Task to complete:
Pull out from the material below all lines with "requests".

Material for the task:

Issue #2705, opened 2015-06-08
MySQL persistence service is vulnerable to SQL injection


kabili207:
The MySQL persistence service is using plain string concatenation in order to create SQL commands. A PreparedStatement object should be used instead when inserting new records and whatnot ([example here](http://www.vogella.com/tutorials/MySQLJava/article.html#javaconnection)).

Below is an example from my system. I have an Obi100 VOIP adapter that I'm checking with the http binding. In this case, it's just an inconvenience because the value contains single quotes, but this could just as easily be exploited by an attacker for more nefarious purposes.
```
2015-06-08 11:42:00.480 [ERROR] [.p.m.i.MysqlPersistenceService] - mySQL: Could not store item 'Phone_Last_Call' in database with statement 'INSERT INTO Item28 (TIME, VALUE) VALUES(NOW(),''Buzzer ' 1234567890') ON DUPLICATE KEY UPDATE VALUE=''Buzzer ' 14127871737';': You have an error in your SQL syntax; check the manual that corresponds to your MySQL server version for the right syntax to use near 'Buzzer ' 1234567890') ON DUPLICATE KEY UPDATE VALUE=''Buzzer ' 1234567890'' at line 1
```

teichsta:
@kabili207 thanks for letting us know! Since you seem to have knowledge in this area would you mind creating an appropriate fix for the MySQL persistence service? Thanks, Thomas E.-E.

kabili207:
I'll see if I can come up with a fix.I don't have too much free time on my hands, so it might take a while.

teichsta:
> I don't have too much free time on my hands, so it might take a while.

yes … a well know problem ;-)

lewie:
Changed Statements to preparedStatement
Updates coming with: https://github.com/openhab/openhab/issues/2732#issuecomment-113710184
Rgds Helmut

watou:
Would it be possible to have separate pull requests for these two separate issues?

teichsta:
> separate pull requests for these two separate issues

which two issues do you see?

PR #2824, opened 2015-06-30
Mysql fix prepared statement #2705 squashed

lewie:


lewie:
Did not squash! Close it!

PR #2828, opened 2015-06-30
Add GE Device ZW4005

SkynetHome:
Added  GE ZW4005 to database and updated products.xml


cdjackson:
Thanks for persevering :)

SkynetHome:
Thank you for sticking with me. I promise if at all possible I will make it worth your while!

Issue #2177, opened 2015-02-23
Heatmiser binding bug for PRTE stats with remote sensor


NigelCoxon:
I have 13 PRT stats and 2 PRTE stats, using the v3 heatmiser protocol. The PRTE stats are setup to use the remote sensor air temp (in bathrooms). The binding works fine for the PRT stats, but always returns 6553.5 for the Roomtemp from the PRTE stats.
I have looked at the binding source code in the file HeatmiserPRT.java and there is no code to handle the remote sensor air temp.

I think the code needs enhancing to look at the Sensor Selection byte and extract either the built-in airtemp, or the remote air temp

The code  
               dcbRoomTemperature = getTemp(41)
needs to be replaced with something like
               if data [22] ==1 or data [22] == 4 {
                       getTemp (37)
                       }
               else {
                       getTemp (41)
               }

I'd be happy to test

teichsta:
@sprehn could you probably take care of this? Appreciate your support! Best, Thomas E.-E.

SkynetHome:
NigelCoxon: I added suggested code for testing, if the merge is approved please let me know how this works out!

SkynetHome:
Now NigelCoxon: Hopefully this one is done right and will be merged for you to test! Sorry about the confusion earlier, I am learning!

steve-bate:
Since the related PR is merged, can we close this issue?

cdjackson:
No. We need to resolve this yet.

SkynetHome:
Has anyone ever tested this? Does the change simply move problem from remote senor to main sensor or does this work?

9037568:
@cdjackson any update on this one?

cdjackson:
Sorry - not had the chance to look at it.

PR #2829, opened 2015-06-30
Heatmiser update per Issue #2177

SkynetHome:
Added suggested code referenced in Issue #2177  to handle remote sensor air temp.

### DIFF
--- a/bundles/binding/org.openhab.binding.heatmiser/src/main/java/org/openhab/binding/heatmiser/internal/thermostat/HeatmiserPRT.java
+++ b/bundles/binding/org.openhab.binding.heatmiser/src/main/java/org/openhab/binding/heatmiser/internal/thermostat/HeatmiserPRT.java
@@ -28,11 +28,15 @@ public class HeatmiserPRT extends HeatmiserThermostat {
 	public boolean setData(byte in[]) {
 		if (super.setData(in) == false)
 			return false;
-
+		
+		if ((data[22]==1)||(data[22]==4)){
+			dcbRoomTemperature = getTemp(37);
+		}else{	
+			dcbRoomTemperature = getTemp(41);
+		}
 		dcbState = data[30];
 		dcbHeatState = data[44];
 		dcbFrostTemperature = data[26];
-		dcbRoomTemperature = getTemp(41);
 		dcbSetTemperature = data[27];
 		dcbFloorTemperature = getTemp(39);
 		dcbHolidayTime = (data[34] & 0xFF) + ((data[33] & 0xFF) * 256);


cdjackson:
I'm interested in why this change was made like this? This is labeled as a bug, but it wasn't really a bug, but it's a change in 'concept' on how the binding works...

With this change the binding now selects different temperature sensors - why not just make both available - it doesn't have to select different sensors like this?

SkynetHome:
Just  trying to help out. A user indicated that they couldn't get a proper sensor reading because there was no code to handle the PRTE sensor and suggested a code update. I took the suggested update and wrote it into the binding in a manner that I thought would achieve the desired result without comprising the rest of the binding and uploaded for approval and testing. It was merged so I assumed that my additions were reviewed and deemed useful. I have requested a report back from the OP in his issue to find out if the code addition is working properly. As of yet, no response!

cdjackson:
I just don’t think it’s the best way forward as it means that it’s no longer possible to read the internal sensor if you have the external sensor as well. Both sensors should be separately readable, and we’ve now solved one ‘bug’ with another…

ie - someone couldn’t read the external sensor as only the internal was available, but now you can’t read the internal sensor if you also have the external, as now only the external is available...

SkynetHome:
Could the problem be solved by simply adding the internal sensor inside the if statement before the else? So if you have external sensor read both internal and external sensor else read on without setting external sensor?

cdjackson:
I don’t think so - or at least I don’t understand how? If I understand what you’re suggesting, then this would effectively reverse your change anyway as only the second = statement will do anything?

The only way I think this can be solved is to handle the sensors separately so they can be assigned to separate items. At the end of the day, there’s only a single value being read - it can only be the internal OR the external sensor that resides in the dcbRoomTemperature variable - never both. Before it was the internal, and now it’s the external...

For sensors that only support one or the other, it doesn’t matter, but I have both connected...

SkynetHome:
Chris, 

Was this issue ever addressed? Did you revert the changes or is it working as I submitted? I was wondering if it would be possible to add another variable for the remote sensor or if the variables that are included in the binding are all that are supported. ie. add dcbRemoteRoomTemperature so that both sensors could be read and rectify the problem.

cdjackson:
I’ve not had the chance to do anything yet, and as my heating is off, it’s not killing me right now :)

> I was wondering if it would be possible to add another variable for the remote sensor or if the variables that are included in the binding are all that are supported. ie. add dcbRemoteRoomTemperature so that both sensors could be read and rectify the problem.

Yes, this is exactly what I meant previously - this is how I think it should have been handled so that the user can display any or both sensors...

PR #2832, opened 2015-07-01
Added telnet SerialPort implementation

msteigenberger:
SerialPort can be accessed remotely via telnet. Changing serial port
parameters is allowed via RFC2217. Tested with ser2net on the server
side. Compatible with nrjavaserial (few methods are not supported as
they mainly makes no sense on a tcp session).
The work is based on (or more or less a copy with some changes) of https://github.com/archiecobbs/jvser/.


teichsta:
Thanks @msteigenberger will have a look soon. Best, Thomas E.-E.

9037568:
Not clear to me whether OH can use this code, as it's copied from copyrighted code. Any @openhab/maintainers able to comment?

msteigenberger:
In the meantime this code was included into nrjavaserial itself. We can close this PR.

PR #2735, opened 2015-06-14
Add Log Info for GPIO binding

Speederc:
Add Log Info for GPIO send & receive commands

PR #2834, opened 2015-07-01
Add Log Info for GPIO binding

Speederc:
New PR to remove the problem with #2735
Sorry for these trials and errors, i'm starting with github...

### DIFF
--- a/bundles/binding/org.openhab.binding.gpio/src/main/java/org/openhab/binding/gpio/internal/GPIOBinding.java
+++ b/bundles/binding/org.openhab.binding.gpio/src/main/java/org/openhab/binding/gpio/internal/GPIOBinding.java
@@ -86,8 +86,10 @@ public class GPIOBinding extends AbstractBinding<GPIOBindingProvider> implements
 						if (gpioPin != null) {
 							if (command == OnOffType.ON) {
 								gpioPin.setValue(GPIOPin.VALUE_HIGH);
+								logger.debug("Send command 1 to GPIO {}", gpioPin.getPinNumber());
 							} else {
 								gpioPin.setValue(GPIOPin.VALUE_LOW);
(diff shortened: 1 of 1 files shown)


bundles/binding/org.openhab.binding.gpio/src/main/java/org/openhab/binding/gpio/internal/GPIOBinding.java
```diff
@@ -86,8 +86,10 @@ protected void internalReceiveCommand(String itemName, Command command) {
 						if (gpioPin != null) {
 							if (command == OnOffType.ON) {
 								gpioPin.setValue(GPIOPin.VALUE_HIGH);
+								logger.debug("Send command 1 to GPIO " + gpioPin.getPinNumber().toString());
```
watou: Doesn't `GPIOPin.getPinNumber()` return an `int`, which is a primitive type and therefore has no methods like `toString()`?  Also, if you were to use parameterized arguments to logger.debug(), you would avoid creating string objects when DEBUG logging is not enabled, like `logger.debug("Send command 1 to GPIO {}",  gpioPin.getPinNumber());` (this would work because the `int` primitive will get autoboxed to `java.lang.Integer`)

Speederc:
Hi Watou, thanks for your comments. I finally found time to install the Openhab environment and compile this modified version. You were right, the getPinNumber didn't return an int. I correct the file. I also had to add a "catch (IOException e)" part in the onEvent function to be able to use getPinNumber. Is it a correct implementation ? Regards

watou:
Your `logger.debug` changes look correct to my eye, but I don't know more about the surrounding code.  Your testing will be most important in ensuring correct behaviour! :smile:

teichsta:
Thanks @Speederc

Issue #2772, opened 2015-06-21
RFXCOM Add binding support for OWL CM113, Electrisave, cent-a-meter


BoydHitchcock:
Is there a possibility that OWL - CM113 could be added to the RFXCOM binding.

openhab error = 
08:46:07.931 [ERROR] [.rfxcom.internal.RFXComBinding:279  ] - Error occured during packet receiving, data: 0D59010C8900070000001A000079
org.openhab.binding.rfxcom.internal.RFXComException: Message CURRENT not implemented
        at org.openhab.binding.rfxcom.internal.messages.RFXComMessageFactory.getMessageInterface(RFXComMessageFactory.java:121) ~[bundlefile:na]

from rfxmngr the packet is =
03/05/2015 08:49:43
Packettype    = CURRENT
subtype       = ELEC1 - OWL CM113, Electrisave, cent-a-meter
Sequence nbr  = 0
ID            = 35072
Count         = 0
Channel 1     = 0 ampere
Channel 2     = 2.6 ampere
Channel 3     = 0 ampere
Signal level  = 5
Battery       = OK

Speederc:
Hi BoydHitchcock,
I prepared 2 files to add this CM113 support but unfortunately I'm not able to compile them before next week. Are you able to do it ? If yes the files are there : 
https://github.com/Speederc/openhab/blob/Speederc-RfxComCM113/bundles/binding/org.openhab.binding.rfxcom/src/main/java/org/openhab/binding/rfxcom/internal/messages/RFXComCurrentMessage.java
https://github.com/Speederc/openhab/blob/Speederc-RfxComCM113/bundles/binding/org.openhab.binding.rfxcom/src/main/java/org/openhab/binding/rfxcom/RFXComValueSelector.java
I hope that it works ! The value can be retrieve by the item using "Channel1Amps", "Channel2Amps", "Channel3Amps"

BoydHitchcock:
Hi Speederc,
Thank you for producing the files, I will give it a go compiling and let you know the result.

BoydHitchcock:
Hi Speederc,

I have a compilation error for the following lines:-
		data[7] = (byte) (((channel1Amps * 10.0) >> 8) & 0xFF);
		data[8] = (byte) ((channel1Amps * 10.0) & 0xFF);
		data[9] = (byte) (((channel2Amps * 10.0) >> 8) & 0xFF);
		data[10] = (byte) ((channel2Amps * 10.0) & 0xFF);
[...]

PR #2835, opened 2015-07-01
Add RFXCOM binding support for OWL CM113, Electrisave, cent-a-meter

Speederc:
Add RFXCOM binding support for OWL CM113, Electrisave, cent-a-meter.
It was validated in issue  #2772


teichsta:
Thanks @Speederc

PR #1987, opened 2015-01-24
Remove the newline and more stuffs; fix the test case failure and add tw...

jxchinaren:
...o more tests.

### DIFF
--- a/tests/frontend/org/voltdb/utils/TestSqlCommandParserInteractive.java
+++ b/tests/frontend/org/voltdb/utils/TestSqlCommandParserInteractive.java
@@ -201,8 +201,29 @@ public class TestSqlCommandParserInteractive extends TestCase {
         cmd.submitText("; --select * from goats;\n");
         cmd.waitOnResult();
         System.out.println("RESULT: " + result.get());
-        assertEquals(2, result.get().size());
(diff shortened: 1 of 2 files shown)


tests/frontend/org/voltdb/utils/TestSqlCommandParserInteractive.java
```diff
@@ -201,9 +201,30 @@ public void testComments() throws Exception
...
+                );
+        cmd.waitOnResult();
+        System.out.println("RESULT: " + result.get());
+        assertEquals(1, result.get().size());
+
+        cmd.submitText("select * from T; -- select * from T;\n");
+        cmd.waitOnResult();
+        System.out.println("RESULT: " + result.get());
+        assertEquals(1, result.get().size());
+
```
paulmartel: Test cases like these, at least the cases with comments INSIDE a multi-line statement should be added to TestSqlCmdInterface to verify that all comments (and only comments) get stripped out. The statement count assert here is very weak for those cases, and long-term nobody is going to inspect the System.out when there is no assert failure to draw their attention -- which is why I always advise disabling most junit System.out calls except when debugging, or making it conditional to only print when an assert is going to fail.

Reply:
Would it be possible to have separate pull requests for these two separate issues?
> separate pull requests for these two separate issues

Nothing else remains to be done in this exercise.